Record excerpts section start

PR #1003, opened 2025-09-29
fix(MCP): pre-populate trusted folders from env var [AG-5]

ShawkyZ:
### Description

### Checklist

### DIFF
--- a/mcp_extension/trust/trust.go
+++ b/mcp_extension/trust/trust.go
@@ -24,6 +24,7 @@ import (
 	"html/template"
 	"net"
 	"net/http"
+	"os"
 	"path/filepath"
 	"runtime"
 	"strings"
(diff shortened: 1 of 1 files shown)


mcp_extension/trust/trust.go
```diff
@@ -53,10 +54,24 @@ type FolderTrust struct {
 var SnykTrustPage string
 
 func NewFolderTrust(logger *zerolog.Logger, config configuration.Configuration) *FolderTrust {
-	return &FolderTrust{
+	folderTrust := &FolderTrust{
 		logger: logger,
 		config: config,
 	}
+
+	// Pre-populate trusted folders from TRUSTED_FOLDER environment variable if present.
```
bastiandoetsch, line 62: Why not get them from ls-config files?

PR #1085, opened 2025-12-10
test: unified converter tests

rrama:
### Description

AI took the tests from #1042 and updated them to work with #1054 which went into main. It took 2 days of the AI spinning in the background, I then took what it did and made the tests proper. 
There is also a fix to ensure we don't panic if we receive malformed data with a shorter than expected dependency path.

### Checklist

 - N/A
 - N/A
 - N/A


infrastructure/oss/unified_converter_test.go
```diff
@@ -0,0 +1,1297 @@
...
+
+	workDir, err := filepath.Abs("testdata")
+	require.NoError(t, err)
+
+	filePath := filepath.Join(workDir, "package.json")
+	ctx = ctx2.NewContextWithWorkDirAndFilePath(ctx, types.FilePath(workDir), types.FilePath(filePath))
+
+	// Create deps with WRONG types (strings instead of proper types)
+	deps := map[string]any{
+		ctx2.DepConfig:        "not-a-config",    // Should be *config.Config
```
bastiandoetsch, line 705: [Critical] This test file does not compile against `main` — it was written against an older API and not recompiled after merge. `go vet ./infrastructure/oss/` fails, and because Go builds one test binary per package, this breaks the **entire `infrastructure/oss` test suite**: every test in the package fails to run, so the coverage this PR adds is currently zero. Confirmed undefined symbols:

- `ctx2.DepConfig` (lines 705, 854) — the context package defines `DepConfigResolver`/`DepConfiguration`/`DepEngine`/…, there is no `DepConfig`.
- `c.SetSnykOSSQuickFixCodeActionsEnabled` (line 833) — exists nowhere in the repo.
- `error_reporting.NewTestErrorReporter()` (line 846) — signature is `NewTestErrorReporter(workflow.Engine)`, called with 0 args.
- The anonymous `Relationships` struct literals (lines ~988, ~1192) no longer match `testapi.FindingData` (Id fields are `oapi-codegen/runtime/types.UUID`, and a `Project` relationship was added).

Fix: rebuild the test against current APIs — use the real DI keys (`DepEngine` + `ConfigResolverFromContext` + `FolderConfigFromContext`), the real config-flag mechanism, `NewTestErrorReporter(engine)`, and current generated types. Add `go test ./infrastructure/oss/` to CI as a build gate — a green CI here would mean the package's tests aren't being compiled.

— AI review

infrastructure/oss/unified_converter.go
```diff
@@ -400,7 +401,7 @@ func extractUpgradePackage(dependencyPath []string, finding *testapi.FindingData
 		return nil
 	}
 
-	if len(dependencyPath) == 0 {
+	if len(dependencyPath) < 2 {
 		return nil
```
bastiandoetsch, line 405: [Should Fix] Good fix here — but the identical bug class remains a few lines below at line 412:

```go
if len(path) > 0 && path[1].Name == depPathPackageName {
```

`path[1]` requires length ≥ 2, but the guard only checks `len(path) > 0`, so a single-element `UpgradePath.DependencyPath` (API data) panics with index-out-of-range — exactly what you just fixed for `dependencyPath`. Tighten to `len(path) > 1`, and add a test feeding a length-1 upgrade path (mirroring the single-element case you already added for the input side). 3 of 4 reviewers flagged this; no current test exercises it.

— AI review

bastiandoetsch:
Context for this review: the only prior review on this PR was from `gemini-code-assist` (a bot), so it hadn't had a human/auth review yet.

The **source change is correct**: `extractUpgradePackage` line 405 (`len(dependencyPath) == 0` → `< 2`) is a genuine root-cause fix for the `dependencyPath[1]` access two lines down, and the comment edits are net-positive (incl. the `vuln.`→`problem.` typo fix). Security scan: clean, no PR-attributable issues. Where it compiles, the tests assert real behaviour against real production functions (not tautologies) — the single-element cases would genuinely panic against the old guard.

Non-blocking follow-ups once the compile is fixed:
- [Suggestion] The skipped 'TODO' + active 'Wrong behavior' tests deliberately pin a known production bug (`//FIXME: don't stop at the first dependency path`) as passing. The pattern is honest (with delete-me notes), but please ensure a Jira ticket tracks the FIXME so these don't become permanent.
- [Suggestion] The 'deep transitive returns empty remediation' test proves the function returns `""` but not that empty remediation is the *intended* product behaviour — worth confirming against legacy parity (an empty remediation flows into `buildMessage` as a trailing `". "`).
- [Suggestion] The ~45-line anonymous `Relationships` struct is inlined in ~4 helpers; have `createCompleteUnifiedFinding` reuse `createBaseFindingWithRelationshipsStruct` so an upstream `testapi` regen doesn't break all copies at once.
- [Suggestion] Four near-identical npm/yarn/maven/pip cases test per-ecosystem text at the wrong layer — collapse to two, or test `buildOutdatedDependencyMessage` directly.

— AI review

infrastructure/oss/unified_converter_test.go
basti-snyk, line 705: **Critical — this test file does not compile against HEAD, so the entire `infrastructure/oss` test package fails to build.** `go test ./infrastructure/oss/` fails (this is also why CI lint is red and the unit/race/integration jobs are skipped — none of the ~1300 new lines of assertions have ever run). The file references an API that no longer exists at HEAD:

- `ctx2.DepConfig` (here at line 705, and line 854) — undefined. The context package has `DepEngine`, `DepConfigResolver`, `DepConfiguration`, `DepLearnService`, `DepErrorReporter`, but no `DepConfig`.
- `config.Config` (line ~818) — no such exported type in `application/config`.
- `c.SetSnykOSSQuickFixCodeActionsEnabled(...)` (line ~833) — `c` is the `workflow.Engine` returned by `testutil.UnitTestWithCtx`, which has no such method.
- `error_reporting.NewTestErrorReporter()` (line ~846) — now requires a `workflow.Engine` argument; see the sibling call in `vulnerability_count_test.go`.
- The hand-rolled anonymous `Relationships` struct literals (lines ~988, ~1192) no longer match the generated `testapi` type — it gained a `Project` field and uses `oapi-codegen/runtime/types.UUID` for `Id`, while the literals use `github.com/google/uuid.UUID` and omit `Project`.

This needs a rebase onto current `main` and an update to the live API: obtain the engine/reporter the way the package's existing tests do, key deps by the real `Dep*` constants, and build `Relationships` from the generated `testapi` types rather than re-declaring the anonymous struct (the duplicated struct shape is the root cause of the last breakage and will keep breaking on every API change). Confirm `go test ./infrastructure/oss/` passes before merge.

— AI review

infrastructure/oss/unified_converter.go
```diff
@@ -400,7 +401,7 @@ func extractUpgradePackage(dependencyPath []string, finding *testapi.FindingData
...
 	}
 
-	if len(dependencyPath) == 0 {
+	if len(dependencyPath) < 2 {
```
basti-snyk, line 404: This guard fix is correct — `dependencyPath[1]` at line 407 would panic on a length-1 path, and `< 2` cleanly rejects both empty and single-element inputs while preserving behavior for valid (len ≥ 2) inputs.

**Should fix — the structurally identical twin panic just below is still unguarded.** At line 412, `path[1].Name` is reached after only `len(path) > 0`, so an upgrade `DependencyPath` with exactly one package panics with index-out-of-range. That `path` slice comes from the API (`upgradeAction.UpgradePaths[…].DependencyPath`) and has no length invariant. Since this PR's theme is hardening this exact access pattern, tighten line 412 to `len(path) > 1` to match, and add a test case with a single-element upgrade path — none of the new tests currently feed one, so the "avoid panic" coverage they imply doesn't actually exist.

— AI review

Record excerpts section end

» **Exercise requirements**
Could you transcribe all of the data exactly as it is given?

» **Answer for the task**
PR #1003, opened 2025-09-29
fix(MCP): pre-populate trusted folders from env var [AG-5]

ShawkyZ:
### Description

### Checklist

### DIFF
--- a/mcp_extension/trust/trust.go
+++ b/mcp_extension/trust/trust.go
@@ -24,6 +24,7 @@ import (
 	"html/template"
 	"net"
 	"net/http"
+	"os"
 	"path/filepath"
 	"runtime"
 	"strings"
(diff shortened: 1 of 1 files shown)


mcp_extension/trust/trust.go
```diff
@@ -53,10 +54,24 @@ type FolderTrust struct {
 var SnykTrustPage string
 
 func NewFolderTrust(logger *zerolog.Logger, config configuration.Configuration) *FolderTrust {
-	return &FolderTrust{
+	folderTrust := &FolderTrust{
 		logger: logger,
 		config: config,
 	}
+
+	// Pre-populate trusted folders from TRUSTED_FOLDER environment variable if present.
```
bastiandoetsch, line 62: Why not get them from ls-config files?

PR #1085, opened 2025-12-10
test: unified converter tests

rrama:
### Description

AI took the tests from #1042 and updated them to work with #1054 which went into main. It took 2 days of the AI spinning in the background, I then took what it did and made the tests proper. 
There is also a fix to ensure we don't panic if we receive malformed data with a shorter than expected dependency path.

### Checklist

 - N/A
 - N/A
 - N/A


infrastructure/oss/unified_converter_test.go
```diff
@@ -0,0 +1,1297 @@
...
+
+	workDir, err := filepath.Abs("testdata")
+	require.NoError(t, err)
+
+	filePath := filepath.Join(workDir, "package.json")
+	ctx = ctx2.NewContextWithWorkDirAndFilePath(ctx, types.FilePath(workDir), types.FilePath(filePath))
+
+	// Create deps with WRONG types (strings instead of proper types)
+	deps := map[string]any{
+		ctx2.DepConfig:        "not-a-config",    // Should be *config.Config
```
bastiandoetsch, line 705: [Critical] This test file does not compile against `main` — it was written against an older API and not recompiled after merge. `go vet ./infrastructure/oss/` fails, and because Go builds one test binary per package, this breaks the **entire `infrastructure/oss` test suite**: every test in the package fails to run, so the coverage this PR adds is currently zero. Confirmed undefined symbols:

- `ctx2.DepConfig` (lines 705, 854) — the context package defines `DepConfigResolver`/`DepConfiguration`/`DepEngine`/…, there is no `DepConfig`.
- `c.SetSnykOSSQuickFixCodeActionsEnabled` (line 833) — exists nowhere in the repo.
- `error_reporting.NewTestErrorReporter()` (line 846) — signature is `NewTestErrorReporter(workflow.Engine)`, called with 0 args.
- The anonymous `Relationships` struct literals (lines ~988, ~1192) no longer match `testapi.FindingData` (Id fields are `oapi-codegen/runtime/types.UUID`, and a `Project` relationship was added).

Fix: rebuild the test against current APIs — use the real DI keys (`DepEngine` + `ConfigResolverFromContext` + `FolderConfigFromContext`), the real config-flag mechanism, `NewTestErrorReporter(engine)`, and current generated types. Add `go test ./infrastructure/oss/` to CI as a build gate — a green CI here would mean the package's tests aren't being compiled.

— AI review

infrastructure/oss/unified_converter.go
```diff
@@ -400,7 +401,7 @@ func extractUpgradePackage(dependencyPath []string, finding *testapi.FindingData
 		return nil
 	}
 
-	if len(dependencyPath) == 0 {
+	if len(dependencyPath) < 2 {
 		return nil
```
bastiandoetsch, line 405: [Should Fix] Good fix here — but the identical bug class remains a few lines below at line 412:

```go
if len(path) > 0 && path[1].Name == depPathPackageName {
```

`path[1]` requires length ≥ 2, but the guard only checks `len(path) > 0`, so a single-element `UpgradePath.DependencyPath` (API data) panics with index-out-of-range — exactly what you just fixed for `dependencyPath`. Tighten to `len(path) > 1`, and add a test feeding a length-1 upgrade path (mirroring the single-element case you already added for the input side). 3 of 4 reviewers flagged this; no current test exercises it.

— AI review

bastiandoetsch:
Context for this review: the only prior review on this PR was from `gemini-code-assist` (a bot), so it hadn't had a human/auth review yet.

The **source change is correct**: `extractUpgradePackage` line 405 (`len(dependencyPath) == 0` → `< 2`) is a genuine root-cause fix for the `dependencyPath[1]` access two lines down, and the comment edits are net-positive (incl. the `vuln.`→`problem.` typo fix). Security scan: clean, no PR-attributable issues. Where it compiles, the tests assert real behaviour against real production functions (not tautologies) — the single-element cases would genuinely panic against the old guard.

Non-blocking follow-ups once the compile is fixed:
- [Suggestion] The skipped 'TODO' + active 'Wrong behavior' tests deliberately pin a known production bug (`//FIXME: don't stop at the first dependency path`) as passing. The pattern is honest (with delete-me notes), but please ensure a Jira ticket tracks the FIXME so these don't become permanent.
- [Suggestion] The 'deep transitive returns empty remediation' test proves the function returns `""` but not that empty remediation is the *intended* product behaviour — worth confirming against legacy parity (an empty remediation flows into `buildMessage` as a trailing `". "`).
- [Suggestion] The ~45-line anonymous `Relationships` struct is inlined in ~4 helpers; have `createCompleteUnifiedFinding` reuse `createBaseFindingWithRelationshipsStruct` so an upstream `testapi` regen doesn't break all copies at once.
- [Suggestion] Four near-identical npm/yarn/maven/pip cases test per-ecosystem text at the wrong layer — collapse to two, or test `buildOutdatedDependencyMessage` directly.

— AI review

infrastructure/oss/unified_converter_test.go
basti-snyk, line 705: **Critical — this test file does not compile against HEAD, so the entire `infrastructure/oss` test package fails to build.** `go test ./infrastructure/oss/` fails (this is also why CI lint is red and the unit/race/integration jobs are skipped — none of the ~1300 new lines of assertions have ever run). The file references an API that no longer exists at HEAD:

- `ctx2.DepConfig` (here at line 705, and line 854) — undefined. The context package has `DepEngine`, `DepConfigResolver`, `DepConfiguration`, `DepLearnService`, `DepErrorReporter`, but no `DepConfig`.
- `config.Config` (line ~818) — no such exported type in `application/config`.
- `c.SetSnykOSSQuickFixCodeActionsEnabled(...)` (line ~833) — `c` is the `workflow.Engine` returned by `testutil.UnitTestWithCtx`, which has no such method.
- `error_reporting.NewTestErrorReporter()` (line ~846) — now requires a `workflow.Engine` argument; see the sibling call in `vulnerability_count_test.go`.
- The hand-rolled anonymous `Relationships` struct literals (lines ~988, ~1192) no longer match the generated `testapi` type — it gained a `Project` field and uses `oapi-codegen/runtime/types.UUID` for `Id`, while the literals use `github.com/google/uuid.UUID` and omit `Project`.

This needs a rebase onto current `main` and an update to the live API: obtain the engine/reporter the way the package's existing tests do, key deps by the real `Dep*` constants, and build `Relationships` from the generated `testapi` types rather than re-declaring the anonymous struct (the duplicated struct shape is the root cause of the last breakage and will keep breaking on every API change). Confirm `go test ./infrastructure/oss/` passes before merge.

— AI review

infrastructure/oss/unified_converter.go
```diff
@@ -400,7 +401,7 @@ func extractUpgradePackage(dependencyPath []string, finding *testapi.FindingData
...
 	}
 
-	if len(dependencyPath) == 0 {
+	if len(dependencyPath) < 2 {
```
basti-snyk, line 404: This guard fix is correct — `dependencyPath[1]` at line 407 would panic on a length-1 path, and `< 2` cleanly rejects both empty and single-element inputs while preserving behavior for valid (len ≥ 2) inputs.

**Should fix — the structurally identical twin panic just below is still unguarded.** At line 412, `path[1].Name` is reached after only `len(path) > 0`, so an upgrade `DependencyPath` with exactly one package panics with index-out-of-range. That `path` slice comes from the API (`upgradeAction.UpgradePaths[…].DependencyPath`) and has no length invariant. Since this PR's theme is hardening this exact access pattern, tighten line 412 to `len(path) > 1` to match, and add a test case with a single-element upgrade path — none of the new tests currently feed one, so the "avoid panic" coverage they imply doesn't actually exist.

— AI review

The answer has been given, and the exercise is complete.